Figure 8:. Fitness ranking among 3 mutants for periodic drug regimes, as a function of spatial period of drug 2.

A. Synergistic drug interaction. B. Independent drug action C. Antagonistic drug interaction. The strength of interaction when assumed, was q = 0.5 and G(x, y) were specified as in Eq. 16. The periodic variation of drug 1 x(z) was held fixed, while drug 2 concentration y(z) over space was varied by varying the period T₂. These parameters were fixed: k₁ = A₁ = 0.5, T₁ = 0.8 and k₂ = A₂ = 0.5 before normalization, which then leads to total conservation of drug 1 and drug 2, fixed amount=1 for each spatial period of drug 2 T₂. Final fitnesses of the 3 mutants over space, computed on the basis of the principal eigenvalue. Assumed diffusion coefficient is D = 0.01. In blue: single-resistance to drug 1, in red: single-resistance to drug 2, in purple: double resistant mutant with intermediate resistance to each drug.

Figure 9:. Drug-resistance selection outcomes for periodic 2 drugs as a function of their spatial periods T1 and T2.

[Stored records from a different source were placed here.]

PR #918, opened 2025-06-20
Bump curl version requirement for AWS Bedrock

leezu:
While Curl 8.5.0 suppots --aws-sigv4 parameter, it's implementation is buggy and versions prior to 8.9.0 trigger a "The request signature we calculated does not match the signature you provided. Check your AWS Secret Access Key and signing method." error when interacting with Bedrock.


karthink:
Thanks for the update!

PR #919, opened 2025-06-20
Update gptel-make-bedrock example in README

leezu:
Update to Sonnet 4 and better explain model-region parameter.


karthink:
Thanks for the update @leezu!

PR #926, opened 2025-06-24
Add gemini-2.5 pro and flash productin models

stribb:
Also introduce 2.5-flash-lite.


karthink:
Thanks for the PR.

Could you shorten the `:description` fields to 70 chars or less?  It needs to fit into various places in gptel, such as annotations in the minibuffer when choosing models.

You can look at the `:description` of the existing Gemini models in `gptel--gemini-models` to see what I mean.

karthink:
Tweaked descriptions and merged.  Thanks for the PR @stribb!

PR #936, opened 2025-06-27
gptel-org: Update gptel-org-set-topic docstring for clarity

rgkirch:
I thought it was saying the "current" headline but it actually finds whatever parent or grandparent headline that has the topic set.


karthink:
Thanks for the PR @rgkirch!

rgkirch:
You are welcome!

Issue #905, opened 2025-06-12
[Feature Request] Allow values of presets to be function


ahmed-shariff:
Right now, the values in presets are set statically, except for tools, which has the special form `:append`. This would allow dynamically computing the values of presets when applying the preset.

I have a simple modified version of gptel--preset-apply in a branch (https://github.com/karthink/gptel/commit/bf91ff5ac8df10495026e5e9b918962a6083f5a8):
```diff
diff --git a/gptel.el b/gptel.el
index dd2dbe3..6524ff5 100644
--- a/gptel.el
+++ b/gptel.el
@@ -3614,7 +3614,8 @@ example) apply the preset buffer-locally."
                             (car preset) val))
             (funcall setter sym val))))
        (:backend
-        (setq val (cl-etypecase val
+        (setq val (if (functionp val) (funcall val) val)
+              val (cl-etypecase val
                     (gptel-backend val)
                     (string (gptel-get-backend val))))
         (unless val
@@ -3622,6 +3623,7 @@ example) apply the preset buffer-locally."
                       (car preset) val))
         (funcall setter 'gptel-backend val))
        (:tools                          ;TEMP Confirm this `:append' convention
+        (setq val (if (functionp val) (funcall val) val))
         (let* ((append (when (eq (car-safe val) :append) (setq val (cdr val)) t))
                (tools
                 (flatten-list
@@ -3641,7 +3643,7 @@ example) apply the preset buffer-locally."
                           (intern-soft
                            (concat "gptel--" (substring (symbol-name key) 1)))))
              (guard (and sym (boundp sym))))
-        (funcall setter sym val))
+        (funcall setter sym (if (functionp val) (funcall val) val)))
        (_ (display-warning
            '(gptel presets)
            (format "gptel preset \"%s\": setting for %s not found, ignoring."
```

A. Synergistic drugs. B. Independent drugs. C. Antagonistic drugs. Shaded blue region: single-resistance to drug 1 has higher fitness, shaded red region: singleresistance to drug 2 has higher fitness, shaded purple region: double resistant mutant with intermediate resistance to each drug has the higher fitness. The periodic variations of drug 1 and drug 2 over one-dimensional space $z\in [\mathrm{0,1}]$ are constructed in such way as to keep the total amount of each drug equal to 1. The periodic function parameters are initially specified as: $k_1=A_1=k_2=A_2$ for any combination of periods $T_1$ and $T_2$, and then immediately scaled by the integral of the periodic function over space, to obtain a total amount of drug equal to unity in each case. Assumed diffusion coefficient is $D=0.01$. The growth functions of each mutant over space are obtained following Eqs. 16 together with the assumption that a mutant with traits $\left({\alpha }_i,{\beta }_i\right)$ experiences the two drugs at concentrations ${\alpha }_{i}x$ and ${\beta }_{i}y$. The interaction strength is fixed at $q=0.5$ both in the case of synergistic and antagonistic interaction. In the case of synergistic/antagonistic interaction, the effect is to decrease/increase the growth rate of bacteria relative to the simple additive effect of the two drugs. See Figure S4 for the analogous figure under a more complex drug interaction function, highlighting the sensitivity to fitness landscape.